Issue #107, opened 2015-03-19
Show what will/won't be committed same as default git commit template


yyyc514:
IE:

```
Fix: this commit fixes xyz

## To make a commit, type your commit message and press SUPER-ENTER. To cancel
## the commit, close the window. To sign off the commit press SUPER-S.

## You may also reference or close a GitHub issue with this commit.  To do so,
## type `#` followed by the `tab` key.  You will be shown a list of issues
## related to the current repo.  You may also type `owner/repo#` plus the `tab`
## key to reference an issue in a different GitHub repo.

# On branch master
# Your branch is up-to-date with 'origin/master'.
# 
# Changes to be committed:
# 
# 	new file:   project.sublime-project
# 
# Untracked files:
# 
# 	project.sublime-workspace
```

We can get this from `git commit --dry-run` with a few small tweaks.  I like the single pounds to differentiate it from the above help, but we could also use ##.

yyyc514:
It would be nice to get the meat (what's changed) a little higher... could the notes about github issues be placed below?  Thoughts?

yyyc514:
https://github.com/divmain/GitSavvy/pull/111

p3lim:
Try setting the option `show_commit_diff` to true, it'll show a diff for the commit.

yyyc514:
Perfect IF what I wanted was a diff.  What I'm going for is to match the default git behavior for editing commits.

p3lim:
Ahh, now I know what you mean.

divmain:
I'm going to tackle this myself.  I don't see any reason why it can't be toggle-able, ala the remote branches in the `git: branch` dashboard.  Probably the same with the diff.  I'll include syntax highlighting in that effort.

yyyc514:
I'm open to helping with the larger refactoring also.  Just trying to hit the ground running on a few things and I didn't realize there was a whole new interface paradigm until you pointed it out. :)

divmain:
This will be included as part of #50.  Closing in favor of that issue.

Issue #50, opened 2015-03-08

→ Task to complete
For each line in the entries that contains the string "SUPER", make a copy.

→ Answer space
## To make a commit, type your commit message and press SUPER-ENTER. To cancel
## the commit, close the window. To sign off the commit press SUPER-S.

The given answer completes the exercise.